_DIRECTIONS:_
Begin with the first line of the entries below. Copy each line exactly, stopping after the one that contains "I am happy too".

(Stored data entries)
Segment Open
PR #1478, opened 2025-04-18
 Tour Nutrition Enhancements

FJBDev:
* Tour Info Tooltip:
  - New fields: elapsed time at night and during the day for tours that also happen during the night

image

* Tour Nutrition:
  - Support for the carbohydrates
  - New button to update the nutrition facts of (a) product(s)
image


wolfgang-ch:
It is great that you can continue your contributions to MT.

I've not yet looked into the code but can the new fields in the tooltip be optional like other fields?

I'm waiting with this merge until MT 25.4 is published and this will be after eastern.

The last few days I did not contributed any to MT because now I need time to use it by sorting out my 14 year old photos during my Yellowstone tour. Just yesterday I created these images

2011 USA - 30 Yellowstone - 1  Grizzly

2011 USA - 32 Yellowstone - Fuchsbau

FJBDev:
> It is great that you can continue your contributions to MT.

I am happy too I found some time to improve the nutrition feature.

> I've not yet looked into the code but can the new fields in the tooltip be optional like other fields?

I will look into it.

> I'm waiting with this merge until MT 25.4 is published and this will be after eastern.

Sure. Did you mean "Easter" ?

FJBDev:
> I've not yet looked into the code but can the new fields in the tooltip be optional like other fields?

I have added the ability to hide the fields like the other fields

image

bundles/net.tourbook/src/net/tourbook/nutrition/DialogCustomTourNutritionProduct.java
```diff
@@ -185,6 +230,10 @@ private void createUI(final Composite parent) {
                   .hint(_pc.convertWidthInCharsToPixels(5), SWT.DEFAULT)
                   .align(SWT.BEGINNING, SWT.CENTER)
                   .applyTo(_spinnerBeverageQuantity);
+            if (_isEditMode) {
+               _spinnerBeverageQuantity.setEnabled(_product.isBeverage());
```
wolfgang-ch, line 234: I'm putting all control enablements into one place, e.g. `enableControls()` which makes it also easier to find issues

wolfgang-ch (commented):
I've found 2 issues which can make the code better maintainable

bundles/net.tourbook/src/net/tourbook/nutrition/DialogCustomTourNutritionProduct.java
FJBDev: Fixed

bundles/net.tourbook/src/net/tourbook/nutrition/DialogCustomTourNutritionProduct.java
```diff
@@ -109,6 +122,9 @@ private void createUI(final Composite parent) {
                   .span(2, 1)
                   .align(SWT.BEGINNING, SWT.CENTER)
                   .applyTo(_txtName);
+            if (_isEditMode) {
+               _txtName.setText(_product.getName());
+            }
```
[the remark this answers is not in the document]
FJBDev: Fixed

bundles/net.tourbook/src/net/tourbook/nutrition/DialogCustomTourNutritionProduct.java
```diff
@@ -102,6 +102,8 @@ protected Control createDialogArea(final Composite parent) {
       }
       _isInUIInit = false;
 
+      updateUI();
+
```
wolfgang-ch: Should `updateUI()` not within `_isInUIInit = true/false`. I think `_isInUIInit` is only need when setting field contents to prevent that modify listener are doing their work

wolfgang-ch: The flag `_isIn...` is needed for some controls and events when the content of controls is modified programmatically and not by the user to prevent that modify events are not performed when they are fired. 

For some controls / events it is not needed but after 20 years of MT programming I cannot remember in my brain when it is needed and when not, so for me it is always a try and error.

bundles/net.tourbook.web/WebContent-rel/tourbook/package.json
```diff
@@ -5,5 +5,5 @@
 	"description":	"MyTourbook web applications.",
 	"homepage":		"http://mytourbook.sourceforge.net",
 	
-	"dojoBuild":	"build-profile.js",
+	"dojoBuild":	"build-profile.js"
```
wolfgang-ch, line 8: I've no idea what this is fixing but the ant `net.tourbook.web CREATE-Dojo-Bundle.xml` is still running without problems

FJBDev: Theoretically, the extra `,` is not allowed and the build was complaining about. Now it should be good. I am also not familiar a lot with Dojo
Segment Closed
_ANSWER SPACE:_
PR #1478, opened 2025-04-18
 Tour Nutrition Enhancements

FJBDev:
* Tour Info Tooltip:
  - New fields: elapsed time at night and during the day for tours that also happen during the night

image

* Tour Nutrition:
  - Support for the carbohydrates
  - New button to update the nutrition facts of (a) product(s)
image


wolfgang-ch:
It is great that you can continue your contributions to MT.

I've not yet looked into the code but can the new fields in the tooltip be optional like other fields?

I'm waiting with this merge until MT 25.4 is published and this will be after eastern.

The last few days I did not contributed any to MT because now I need time to use it by sorting out my 14 year old photos during my Yellowstone tour. Just yesterday I created these images

2011 USA - 30 Yellowstone - 1  Grizzly

2011 USA - 32 Yellowstone - Fuchsbau

FJBDev:
> It is great that you can continue your contributions to MT.

I am happy too I found some time to improve the nutrition feature.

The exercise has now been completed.